▸ What the exercise asks
Find and copy each line of the records where the string "opened" shows up.

▸ Records to process

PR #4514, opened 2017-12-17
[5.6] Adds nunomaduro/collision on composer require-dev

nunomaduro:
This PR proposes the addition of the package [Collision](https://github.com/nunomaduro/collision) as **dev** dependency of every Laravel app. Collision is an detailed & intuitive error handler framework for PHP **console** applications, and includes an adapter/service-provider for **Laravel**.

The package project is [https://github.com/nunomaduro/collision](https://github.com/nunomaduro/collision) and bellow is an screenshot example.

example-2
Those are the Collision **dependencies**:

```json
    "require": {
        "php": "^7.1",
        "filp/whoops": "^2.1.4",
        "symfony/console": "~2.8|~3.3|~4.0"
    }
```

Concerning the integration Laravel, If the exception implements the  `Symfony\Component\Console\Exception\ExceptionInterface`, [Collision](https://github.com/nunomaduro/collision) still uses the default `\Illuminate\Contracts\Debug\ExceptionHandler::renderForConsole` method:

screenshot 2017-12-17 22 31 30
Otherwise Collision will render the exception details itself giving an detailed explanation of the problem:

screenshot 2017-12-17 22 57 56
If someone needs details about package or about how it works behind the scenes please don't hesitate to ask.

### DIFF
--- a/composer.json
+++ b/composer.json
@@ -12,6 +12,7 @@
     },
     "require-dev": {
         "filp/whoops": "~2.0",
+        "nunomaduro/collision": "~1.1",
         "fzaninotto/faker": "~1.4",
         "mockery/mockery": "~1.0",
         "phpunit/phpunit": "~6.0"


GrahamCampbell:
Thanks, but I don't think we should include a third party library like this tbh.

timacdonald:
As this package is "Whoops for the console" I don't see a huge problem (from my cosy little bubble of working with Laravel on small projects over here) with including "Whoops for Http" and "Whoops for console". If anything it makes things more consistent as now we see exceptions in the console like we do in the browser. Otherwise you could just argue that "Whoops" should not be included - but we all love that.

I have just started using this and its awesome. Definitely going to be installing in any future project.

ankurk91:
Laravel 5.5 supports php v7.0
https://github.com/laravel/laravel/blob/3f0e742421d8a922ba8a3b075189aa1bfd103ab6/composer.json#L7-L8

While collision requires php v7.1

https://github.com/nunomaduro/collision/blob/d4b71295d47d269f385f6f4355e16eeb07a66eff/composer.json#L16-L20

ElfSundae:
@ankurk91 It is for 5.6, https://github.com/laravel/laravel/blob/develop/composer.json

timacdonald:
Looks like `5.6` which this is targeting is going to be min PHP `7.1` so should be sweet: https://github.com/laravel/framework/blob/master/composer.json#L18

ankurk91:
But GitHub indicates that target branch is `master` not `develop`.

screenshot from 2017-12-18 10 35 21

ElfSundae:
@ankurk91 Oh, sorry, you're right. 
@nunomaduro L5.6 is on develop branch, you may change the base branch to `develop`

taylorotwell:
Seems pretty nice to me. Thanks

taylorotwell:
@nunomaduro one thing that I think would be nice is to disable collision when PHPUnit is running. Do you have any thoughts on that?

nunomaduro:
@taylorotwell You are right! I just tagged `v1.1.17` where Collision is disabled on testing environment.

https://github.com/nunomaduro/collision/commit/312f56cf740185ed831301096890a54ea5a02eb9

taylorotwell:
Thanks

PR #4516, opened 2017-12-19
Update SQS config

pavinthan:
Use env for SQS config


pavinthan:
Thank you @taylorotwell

▸ Answer area
PR #4514, opened 2017-12-17
PR #4516, opened 2017-12-19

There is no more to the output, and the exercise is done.